Within the data below, state how many lines contain the string "reason". Provide the number only.

[RECORDS SUPPLIED]

PR #8567, opened 2025-02-04
[pigeon] Add errors for ProxyAPI callback methods and null instances when reading in a ProxyApiBaseCodec

bparrishMines:
* Adds an error message when a ProxyAPI callback method that returns a non-null value is nullable. Returning a null value causes error on the platform side. This ensures the Dart side prevents this from happening.

* Adds an error message in the `ProxyApiBaseCodec` when an instance could not be retrieved when reading a value.

## Pre-launch Checklist

- [x] I signed the [CLA].


packages/pigeon/platform_tests/shared_test_plugin_code/lib/src/generated/proxy_api_tests.gen.dart
```diff
@@ -1489,123 +1469,6 @@ class ProxyApiTestClass extends ProxyApiSuperClass
         _PigeonInternalProxyApiBaseCodec(
             pigeon_instanceManager ?? PigeonInstanceManager.instance);
     final BinaryMessenger? binaryMessenger = pigeon_binaryMessenger;
-    {
```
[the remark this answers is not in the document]
bparrishMines: This removes the `pigeon_newInstance` callback which handles creating a call from the platform side to create a new Dart instance. However the class has a required callback method, so all new instances must be created starting from Dart. Its the language equivalent of an `abstract class`.

The generated Dart class has something like this:

```dart
class TestClass {
  TestClass({required this.aBool, required this.myCallback});

  final bool aBool;
  final void Function() myCallback;
}
```

packages/pigeon/platform_tests/test_plugin/android/src/main/kotlin/com/example/test_plugin/ProxyApiTestApiImpls.kt
```diff
@@ -105,78 +105,6 @@ class ProxyApiTestClassApi(override val pigeonRegistrar: ProxyApiRegistrar) :
     return ProxyApiSuperClass()
   }
 
-  override fun aBool(pigeon_instance: ProxyApiTestClass): Boolean {
```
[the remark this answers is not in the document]
bparrishMines: For the same reason as above, all the platform API field methods like `boolean aBool()` were removed since they were only used in the `pigeonNewInstance()` method that instantiates a new instance from the platform side.

packages/pigeon/platform_tests/test_plugin/android/src/main/kotlin/com/example/test_plugin/ProxyApiTests.gen.kt
```diff
@@ -3095,64 +3060,12 @@ abstract class PigeonApiProxyApiTestClass(
       Result.success(Unit)
```
stuartmorgan, line 3060: I just noticed this being different from the other paths; is this a latent bug? Shouldn't it be `callback(Result(success(Unit))`?

stuartmorgan: Looking at the whole method: does this really need to take a callback at all? It seems like it could just directly return `Result<Unit>`, which would have prevented both of these bugs.

packages/pigeon/platform_tests/test_plugin/ios/Classes/ProxyApiTests.gen.swift
```diff
@@ -2853,64 +2820,13 @@ final class PigeonApiProxyApiTestClass: PigeonApiProtocolProxyApiTestClass {
       completion(.success(Void()))
       return
     }
```
stuartmorgan, line 2822: Same structural question for this whole method (I can't comment on the method declaration since it's outside of the change context): could this have a simple return instead of a completion, reducing the complexity?

packages/pigeon/platform_tests/test_plugin/ios/Classes/ProxyApiTests.gen.swift
```diff
@@ -2853,64 +2820,13 @@ final class PigeonApiProxyApiTestClass: PigeonApiProtocolProxyApiTestClass {
       completion(.success(Void()))
```
hellohuanlin, line 2820: minor nit: `Void()` can be just `()`

packages/pigeon/platform_tests/test_plugin/android/src/main/kotlin/com/example/test_plugin/ProxyApiTests.gen.kt
bparrishMines: It mainly takes a callback because the code that generates the `MethodCall` is reused from the `FlutterApi` generation. I think removing the callback would require me to write separate code for the `MethodCall`.

packages/pigeon/platform_tests/test_plugin/ios/Classes/ProxyApiTests.gen.swift
bparrishMines: I changed the code to use a `if...else if...else`, so it no longer needs a return.

packages/pigeon/platform_tests/test_plugin/android/src/main/kotlin/com/example/test_plugin/ProxyApiTests.gen.kt
stuartmorgan: It's using `_writeFlutterMethod`, which is a thin wrapper around two functions, the declaration part of which [is already parameterized as to whether or not it's async](https://github.com/flutter/packages/blob/2c3c9476996af6c3700167cab615972978829047/packages/pigeon/lib/src/swift/swift_generator.dart#L1446), so unless there are details I'm missing it should be as easy as just re-exposing `isAsynchronous` (as a default-true argument) in `_writeFlutterMethod`, and setting it to false for this call.

packages/pigeon/platform_tests/test_plugin/ios/Classes/ProxyApiTests.gen.swift
stuartmorgan: The issue isn't the return, it's that (as the Kotlin bug demonstrated) having a function use an async callback is inherently more error-prone, because the compiler will enforce that you return exactly once, but callbacks don't. Since we don't need any async behavior here, the method would be safer if it used a return value instead of a callback.

packages/pigeon/platform_tests/test_plugin/android/src/main/kotlin/com/example/test_plugin/ProxyApiTests.gen.kt
bparrishMines: [_writeProxyApiNewInstanceMethod](https://github.com/flutter/packages/blob/2c3c9476996af6c3700167cab615972978829047/packages/pigeon/lib/src/swift/swift_generator.dart#L2270) only uses [_writeFlutterMethodMessageCall](https://github.com/flutter/packages/blob/2c3c9476996af6c3700167cab615972978829047/packages/pigeon/lib/src/swift/swift_generator.dart#L1462) and not `_writeFlutterMethod`. And `_writeFlutterMethodMessageCall` always assumes that the Flutter method uses a `completion`. All methods in `FlutterMethods` are always async on the platform side.

packages/pigeon/platform_tests/test_plugin/ios/Classes/ProxyApiTests.gen.swift
bparrishMines: Yes, but technically the method is making a async call when it makes the `MethodCall` to create the Dart instance. However, the case that the `MethodCall` is replaced by the error, the method probably could just return a `Result`. Were you suggesting that the method should return a `Result` when its not actually making a method call?

packages/pigeon/platform_tests/test_plugin/android/src/main/kotlin/com/example/test_plugin/ProxyApiTests.gen.kt
stuartmorgan: I was looking at the Kotlin generator (I assumed the Swift generator had the same structure), where `_writeProxyApiNewInstanceMethod` is almost entirely a call to `_writeFlutterMethod`, so maybe this is easy for Kotlin but not Swift.

We can leave this for now though since the PR is still an improvement, even if it leaves the potential for a new version of this bug in the future.

packages/pigeon/platform_tests/test_plugin/ios/Classes/ProxyApiTests.gen.swift
stuartmorgan: I'm not following where there's an async step in this method, looking at the code. The structure of `pigeonNewInstance` is:

```swift
func pigeonNewInstance(
    pigeonInstance: ProxyApiTestClass,
    completion: @escaping (Result<Void, ProxyApiTestsError>) -> Void
  ) {
    if pigeonRegistrar.ignoreCallsToDart {
      completion(...)
    } else if pigeonRegistrar.instanceManager.containsInstance(pigeonInstance as AnyObject) {
      completion(...)
    } else {
      completion(...)
    }
  }
```

In every branch, it's just synchronously calling completion. I don't see any reason (other than the logistics of the generator logic helper function discussed in the other thread) it couldn't be

```swift
pigeonNewInstance(pigeonInstance: ProxyApiTestClass) -> Result<Void, ProxyApiTestsError>
```

with every `completion(...)` replaced with a `return ...`.

packages/pigeon/platform_tests/test_plugin/android/src/main/kotlin/com/example/test_plugin/ProxyApiTests.gen.kt
```diff
@@ -3089,70 +3054,17 @@ abstract class PigeonApiProxyApiTestClass(
       callback(
           Result.failure(
               ProxyApiTestsError("ignore-calls-error", "Calls to Dart are being ignored.", "")))
+    } else if (pigeonRegistrar.instanceManager.containsInstance(pigeon_instanceArg)) {
+      callback(Result.success(Unit))
       return
```
stuartmorgan, line 3059: This return shouldn't be generated any more; with the change to the if/else if/else structure it's not needed, and it's inconsistent with the other branches.

packages/pigeon/lib/src/kotlin/kotlin_generator.dart
```diff
@@ -1906,64 +1914,70 @@ if (wrapped == null) {
...
         );
         indent.writeScoped(
-          'if (pigeonRegistrar.instanceManager.containsInstance(${classMemberNamePrefix}instanceArg)) {',
-          '}',
+          'else if (pigeonRegistrar.instanceManager.containsInstance(${classMemberNamePrefix}instanceArg)) {',
+          '} ',
           () {
-            indent.writeln('Result.success(Unit)');
+            indent.writeln('callback(Result.success(Unit))');
             indent.writeln('return');
```
stuartmorgan, line 1933: I think this is corresponding generator line?

stuartmorgan (approved):
LGTM with a nit about a stray `return`.

packages/pigeon/platform_tests/test_plugin/ios/Classes/ProxyApiTests.gen.swift
bparrishMines: For most classes, the final completion is done inside of a `MethodCall`: https://github.com/flutter/packages/blob/2c3c9476996af6c3700167cab615972978829047/packages/pigeon/platform_tests/test_plugin/ios/Classes/ProxyApiTests.gen.swift#L3885

```swift
  } else {
      let pigeonIdentifierArg = pigeonRegistrar.instanceManager.addHostCreatedInstance(
        pigeonInstance as AnyObject)
      let binaryMessenger = pigeonRegistrar.binaryMessenger
      let codec = pigeonRegistrar.codec
      let channelName: String =
        "dev.flutter.pigeon.pigeon_integration_tests.ProxyApiSuperClass.pigeon_newInstance"
      let channel = FlutterBasicMessageChannel(
        name: channelName, binaryMessenger: binaryMessenger, codec: codec)
      channel.sendMessage([pigeonIdentifierArg] as [Any?]) { response in
        guard let listResponse = response as? [Any?] else {
          completion(.failure(createConnectionError(withChannelName: channelName)))
          return
        }
        if listResponse.count > 1 {
          let code: String = listResponse[0] as! String
          let message: String? = nilOrValue(listResponse[1])
          let details: String? = nilOrValue(listResponse[2])
          completion(.failure(ProxyApiTestsError(code: code, message: message, details: details)))
        } else {
          completion(.success(()))
        }
      }
    }
```

Its based on whether the Dart class has required callback methods to be instantiated.

stuartmorgan: Oh, I see now. Sorry about that; I missed that there were two different forms of it.

packages/pigeon/platform_tests/test_plugin/android/src/main/kotlin/com/example/test_plugin/ProxyApiTests.gen.kt
bparrishMines: Whoops I didn't realize this comment was made on a different file than the one below. But it looks like the [_writeFlutterMethod](https://github.com/flutter/packages/blob/main/packages/pigeon/lib/src/kotlin/kotlin_generator.dart#L1329) in the Kotlin generator contains `onWriteBody`, which gives the method more flexibility than the swift one. I think the main problem is that the method parameters for the method signature is different than the parameters passed in the `MethodCall`. Basically [_writeProxyApiNewInstanceMethod](https://github.com/flutter/packages/blob/2c3c9476996af6c3700167cab615972978829047/packages/pigeon/lib/src/swift/swift_generator.dart#L2270) does

```dart
void method(MyClass newInstance) {
  // Check if a new dart instance needs be created and return if not.

  // Retrieve all the field values needed by the Dart instance. This part is not included in a typical Flutter method.

  // use _writeFlutterMethodMessageCall with all the field values from above
}
```

There's probably a better way to do this and make it clearer that this is happening.

packages/pigeon/lib/src/kotlin/kotlin_generator.dart
```diff
@@ -1906,64 +1914,69 @@ if (wrapped == null) {
...
+                      $errorClassName("ignore-calls-error", "Calls to Dart are being ignored.", "")))''',
             );
           },
+          addTrailingNewline: false,
         );
         indent.writeScoped(
-          'if (pigeonRegistrar.instanceManager.containsInstance(${classMemberNamePrefix}instanceArg)) {',
-          '}',
+          'else if (pigeonRegistrar.instanceManager.containsInstance(${classMemberNamePrefix}instanceArg)) {',
+          '} ',
```
tarrinneal, line 1930: Pretty minor nit, but I think it's better to put the spaces before the `else` rather than after the `}` since the scoped statement doesn't need it, but the `else` statement does.

packages/pigeon/lib/src/swift/swift_generator.dart
```diff
@@ -2310,71 +2313,78 @@ private func nilOrValue<T>(_ value: Any?) -> T? {
     indent.writeScoped('$methodSignature {', '}', () {
       indent.writeScoped(
         'if pigeonRegistrar.ignoreCallsToDart {',
-        '}',
+        '} ',
```
tarrinneal, line 2316: here too

packages/pigeon/lib/src/swift/swift_generator.dart
```diff
@@ -2310,71 +2313,78 @@ private func nilOrValue<T>(_ value: Any?) -> T? {
...
           );
         },
+        addTrailingNewline: false,
       );
 
       indent.writeScoped(
-        'if pigeonRegistrar.instanceManager.containsInstance(pigeonInstance as AnyObject) {',
-        '}',
+        'else if pigeonRegistrar.instanceManager.containsInstance(pigeonInstance as AnyObject) {',
+        '} ',
```
tarrinneal, line 2332: here

tarrinneal (approved):
tiny nit, optional really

[/RECORDS SUPPLIED]

* _SOLUTION TO THE EXERCISE_:
2